## Problem to solve
Pull out every line below holding the word "straightforward".

[Data for analysis]

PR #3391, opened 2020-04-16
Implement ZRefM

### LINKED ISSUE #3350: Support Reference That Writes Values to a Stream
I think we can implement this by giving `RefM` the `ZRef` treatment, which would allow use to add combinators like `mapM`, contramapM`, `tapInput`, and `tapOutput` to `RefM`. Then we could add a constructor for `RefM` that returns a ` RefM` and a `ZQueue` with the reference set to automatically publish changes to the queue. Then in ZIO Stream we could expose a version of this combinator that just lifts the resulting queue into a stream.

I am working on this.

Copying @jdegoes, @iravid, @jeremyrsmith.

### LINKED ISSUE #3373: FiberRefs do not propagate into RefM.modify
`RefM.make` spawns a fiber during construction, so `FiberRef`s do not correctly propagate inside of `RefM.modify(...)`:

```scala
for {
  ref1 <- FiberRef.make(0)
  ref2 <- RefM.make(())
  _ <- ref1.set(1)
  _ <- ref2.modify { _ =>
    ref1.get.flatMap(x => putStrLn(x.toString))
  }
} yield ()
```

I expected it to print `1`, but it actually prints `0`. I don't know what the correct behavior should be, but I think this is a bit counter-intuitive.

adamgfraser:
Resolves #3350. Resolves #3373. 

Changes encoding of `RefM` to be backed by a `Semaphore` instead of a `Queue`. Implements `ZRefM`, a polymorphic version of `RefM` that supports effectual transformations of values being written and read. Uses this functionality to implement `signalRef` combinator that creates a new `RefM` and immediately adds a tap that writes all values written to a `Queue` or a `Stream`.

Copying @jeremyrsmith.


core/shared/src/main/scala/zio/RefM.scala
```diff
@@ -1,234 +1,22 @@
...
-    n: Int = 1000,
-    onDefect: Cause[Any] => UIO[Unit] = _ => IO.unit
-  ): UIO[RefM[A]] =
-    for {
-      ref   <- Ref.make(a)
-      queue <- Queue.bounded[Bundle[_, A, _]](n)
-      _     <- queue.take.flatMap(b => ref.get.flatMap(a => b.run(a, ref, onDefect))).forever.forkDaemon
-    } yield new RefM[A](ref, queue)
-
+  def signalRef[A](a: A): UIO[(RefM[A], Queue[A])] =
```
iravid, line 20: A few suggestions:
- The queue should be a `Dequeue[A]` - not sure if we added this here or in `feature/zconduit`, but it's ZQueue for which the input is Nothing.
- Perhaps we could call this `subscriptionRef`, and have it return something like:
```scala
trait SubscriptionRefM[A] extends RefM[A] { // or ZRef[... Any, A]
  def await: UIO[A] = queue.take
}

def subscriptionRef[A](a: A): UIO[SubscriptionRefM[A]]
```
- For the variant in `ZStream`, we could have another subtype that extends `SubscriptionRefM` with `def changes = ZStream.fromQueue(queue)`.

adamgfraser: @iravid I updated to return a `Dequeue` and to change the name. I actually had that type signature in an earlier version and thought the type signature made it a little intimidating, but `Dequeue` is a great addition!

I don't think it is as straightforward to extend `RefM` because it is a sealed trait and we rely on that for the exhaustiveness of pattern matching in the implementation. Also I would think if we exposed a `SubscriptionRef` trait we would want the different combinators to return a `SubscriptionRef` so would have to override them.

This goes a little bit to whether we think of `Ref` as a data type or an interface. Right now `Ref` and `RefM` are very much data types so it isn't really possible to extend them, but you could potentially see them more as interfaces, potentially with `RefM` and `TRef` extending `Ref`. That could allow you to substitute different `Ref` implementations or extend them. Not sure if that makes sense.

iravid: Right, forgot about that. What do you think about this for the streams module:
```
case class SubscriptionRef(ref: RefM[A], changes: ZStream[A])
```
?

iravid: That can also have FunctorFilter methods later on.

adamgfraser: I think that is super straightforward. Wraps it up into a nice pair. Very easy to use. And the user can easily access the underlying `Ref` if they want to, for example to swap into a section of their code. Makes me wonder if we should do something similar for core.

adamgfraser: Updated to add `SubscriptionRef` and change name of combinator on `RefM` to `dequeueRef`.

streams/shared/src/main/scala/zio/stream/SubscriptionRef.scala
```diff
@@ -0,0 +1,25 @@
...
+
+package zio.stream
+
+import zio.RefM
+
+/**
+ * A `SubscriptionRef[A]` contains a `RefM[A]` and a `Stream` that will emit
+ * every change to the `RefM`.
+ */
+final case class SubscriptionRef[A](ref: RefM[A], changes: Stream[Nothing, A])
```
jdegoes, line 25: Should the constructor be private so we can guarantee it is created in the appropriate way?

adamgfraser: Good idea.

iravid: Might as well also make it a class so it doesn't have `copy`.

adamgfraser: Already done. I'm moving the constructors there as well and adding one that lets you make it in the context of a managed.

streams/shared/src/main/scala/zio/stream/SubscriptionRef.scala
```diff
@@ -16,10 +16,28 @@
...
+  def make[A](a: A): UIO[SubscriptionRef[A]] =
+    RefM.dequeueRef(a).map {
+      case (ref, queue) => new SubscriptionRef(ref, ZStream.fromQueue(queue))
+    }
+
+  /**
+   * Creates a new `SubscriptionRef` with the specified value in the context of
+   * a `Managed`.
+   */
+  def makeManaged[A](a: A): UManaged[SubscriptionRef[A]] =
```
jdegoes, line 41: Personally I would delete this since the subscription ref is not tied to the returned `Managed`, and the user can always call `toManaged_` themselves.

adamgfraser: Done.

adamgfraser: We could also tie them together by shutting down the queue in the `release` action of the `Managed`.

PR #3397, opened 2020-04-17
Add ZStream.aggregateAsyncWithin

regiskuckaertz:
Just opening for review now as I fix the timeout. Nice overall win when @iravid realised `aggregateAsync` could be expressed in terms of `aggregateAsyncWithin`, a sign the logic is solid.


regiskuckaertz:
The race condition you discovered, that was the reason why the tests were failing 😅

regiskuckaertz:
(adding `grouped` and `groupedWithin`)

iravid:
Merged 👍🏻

[/Data for analysis]

## Solution to the exercise
I don't think it is as straightforward to extend `RefM` because it is a sealed trait and we rely on that for the exhaustiveness of pattern matching in the implementation. Also I would think if we exposed a `SubscriptionRef` trait we would want the different combinators to return a `SubscriptionRef` so would have to override them.
adamgfraser: I think that is super straightforward. Wraps it up into a nice pair. Very easy to use. And the user can easily access the underlying `Ref` if they want to, for example to swap into a section of their code. Makes me wonder if we should do something similar for core.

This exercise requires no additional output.